Реки Аида (Краевский) - страница 91

— Это трудный для содержания цветок. — Тень изумления пробежала через маленький ротик пани Боднаровой. — И очень нежный. Как вы видите, наше заведение между домами и не весь день солнышко сюда заглядывает… Когда-то у меня один жасмин засох в течение двух мрачных, дождливых дней…

— И что? — заинтересовался Попельский. — Потеря для фирмы? Нужно заранее заплатить производителю, а тут цветок вянет… И снова личико уважаемой пани будет грустным…

— Иногда что-то можно исправить, — шепнула тихо Боднарова.

— А как?

— Это немного неэлегантно, — смутилась цветочница. — Но в трудные времена… Кризис у нас…

Попельский теперь понял, что самая важная информация лежат, как правило, в каком-то сером пространстве, в какой-то светотени, в каких-то мелких нелегальных комбинациях.

Он подошел близко к Боднаровой и приложил руку к уху. Он знал, что донесется до нее горький и насыщенный запах духов Аткинсона, купленных ему недавно Леокадией в элегантном магазине Андре.

— Это великая тайна? Может, вы мне ее скажете на ушко… Я умею быть осторожным…

— О, как же он раскололся. — Хозяйка заведения рассмеялась. — А в таком был плохом настроении!

— Ну так как? Выдадите мне этот секрет?

— Да, скажу из-за нашего давнего знакомства. — Пани Боднарова посерьезнела. — У нас есть очень похожий цветок, тоже красивый и очень интенсивно пахнет и, кстати, почти в той же цене…

Она посмотрела боязливо на Попельского, но тот кивал спокойно головой, показывая великую снисходительность. В душе он был уверен, что слово «почти» свидетельствует о значительной ценовой разнице.

— Этот цветок — это стефанотис, — ответила она тихо. — Когда-то у меня долго не забирали этот Jasminum, он, к сожалению, завял, ну и мы отправили им взамен стефанотис, который значительно лучше переносит отсутствие сильного света…

— Кому «им»?

— Где-то там на Замарстынове. Ксения, — сказала она мягко, — проверь нет, дорогое дитя, в книге. Это должно было быть как-то летом… Ищи стефанотис!

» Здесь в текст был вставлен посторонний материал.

PR #817, opened 2019-01-31
chore: add TS support and remove hardcoded values from visual tests config

kuzhelov:
This PR introduces ability to consume TS modules in Screener configuration file. 

This move allows to consume configuration parameters from `config` module, as well as to remove hardcoded class selectors from specs of interactive tests.


docs/src/examples/components/Dropdown/Types/DropdownExampleSingleSelection.shorthand.steps.ts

Ксения нашла этот адрес так же быстро, как и предыдущий.

— Пани начальница, мы отправили на Бальоновую, 12. В июне, точнее 9 июня.

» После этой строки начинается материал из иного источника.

PR #820, opened 2019-02-01
chore: update imports

layershifter:
This PR aligns internal imports in multiple places.

### DIFF
--- a/docs/src/components/ExternalExampleLayout.tsx
+++ b/docs/src/components/ExternalExampleLayout.tsx
@@ -1,3 +1,4 @@
+import { Provider } from '@stardust-ui/react'
 import * as _ from 'lodash'
 import * as PropTypes from 'prop-types'
 import * as React from 'react'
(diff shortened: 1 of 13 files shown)


docs/src/components/ExternalExampleLayout.tsx
```diff
@@ -1,3 +1,4 @@
+import { Provider } from '@stardust-ui/react'
```
mnajdova, line 1: Can we move imports from our internal project after the imports form external dependencies. It is much clearer when you look them to figure out what is coming form where. This is my personal opinion, let me know what you think.

mnajdova (approved):

docs/src/components/ExternalExampleLayout.tsx
layershifter: I want to introduce ESLint/TSLint and align all imports in future
I placed  `@stardust-ui/react` at first because namespaced imports have more priority in sort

Попельский почувствовал мурашки на шее. Пан Леон Ставский может ожидать очередного его визита.

— Нет ничего лучше умной зрелой женщины. — Он нежно поцеловал в ладонь пани Хелену Боднарову. — И кроме того, какой прелестной!

20

Прежде чем Попельский десяток лет назад поселился во Львове, его жизнь проходила в других городах. Его гимназические годы прошли на окраине Австрийской империи в утопающем в зелени Станиславове, студенческие — среди многоэтажных домов имперской Вены, а военные — в грязных, затараканенных землянках центральной России. Только как зрелый мужчина поселился во Львове и влюбился в него — так же, как в свою жену Стефанию, на которой именно тут женился — чувством быстрым и сумасшедшим. Оно стало, однако, уже в самом начале его пребывания замерзшим и претерпела диаметральную трансформацию — в сильную и неослабевающую ненависть. Ибо, когда Стефания умерла в возрасте лет двадцати пяти, произведя на свет их единственную дочь Риту, он смотрел на город уже другими глазами. Из Аркадии он превратился в Геенну — в место его отчаяния и ежедневных мучений. Здесь эпилептические приступы стали настолько сильными и необычными, что не срабатывало ни одно средство, здесь появилась отрава бессонницы, которая смущала ему разум. Он почувствовал себя слабым и поверженным этой болезнью. Лишенный рассудка во Львове увидел их источник и решил вернуться в свой родной Станиславов. Неожиданно воспротивились этому Леокадия. Эта преданная читательница Декарта, которому посвятила свои студенческие годы под светлым присмотром профессора Эдварда Поребовича, была заядлым врагом иррационализма, косности мышления и сомнительных захолустных сред — их психику приравнивала ревностно к неподвижной вони клоаки. Леокадия спокойным тоном объяснила Эдварду пользу, вытекающую из остаться во Львове. Среди многочисленных аргументов один ворвался штурмом в его притупленные отчаянием мысли.